→ About this exercise: Of all the lines in the records below, copy only those that contain the string "every".

→ Task inputs:
PR #3926, opened 2026-09-09
fix(tools): scope Claude tool `type` defaulting to gateways that need it (#3905)

### LINKED ISSUE #3905: Unconditional `type: "custom"` on Claude-format tools breaks the DeepSeek Anthropic endpoint (HTTP 400)
## Summary

Since `e08ac6da` (2026-08-28), `defaultClaudeToolType()` is applied unconditionally to every Claude-format request that carries tools. DeepSeek's Anthropic-compatible endpoint does not implement the `custom` tool variant and rejects the payload with HTTP 400.

The result is that **every Claude Code request routed to a DeepSeek connection fails**, since Claude Code always sends its tool definitions. In a combo the leg silently drops out and traffic falls through to the next provider.

## Environment

- 9router `0.5.69`, installed with `npm i -g`, running under systemd with `--no-browser --log --skip-update`
- Node 22, Debian 13 (LXC container)
- Client: Claude Code `2.1.263` via `ANTHROPIC_BASE_URL` → `/v1/messages`
- Provider: `deepseek` (API key), models `ds/deepseek-v4-pro` and `ds/deepseek-v4-flash`

## Symptom

```
POST /v1/messages  model=ds/deepseek-v4-pro
→ 400 invalid_request_error

Failed to deserialize the JSON body into the target type:
tools[0]: unknown variant `custom`,
expected `web_search_20250305` or `web_search_20260209`
```

`requestDetails` shows the whole cascade collapsing on every turn:

```
provider   model                    status
deepseek   deepseek-v4-pro          error
deepseek   deepseek-v4-flash        error
nvidia     deepseek-v4-pro-0813     ok
```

→ Task output:
Since `e08ac6da` (2026-08-28), `defaultClaudeToolType()` is applied unconditionally to every Claude-format request that carries tools. DeepSeek's Anthropic-compatible endpoint does not implement the `custom` tool variant and rejects the payload with HTTP 400.
The result is that **every Claude Code request routed to a DeepSeek connection fails**, since Claude Code always sends its tool definitions. In a combo the leg silently drops out and traffic falls through to the next provider.
`requestDetails` shows the whole cascade collapsing on every turn:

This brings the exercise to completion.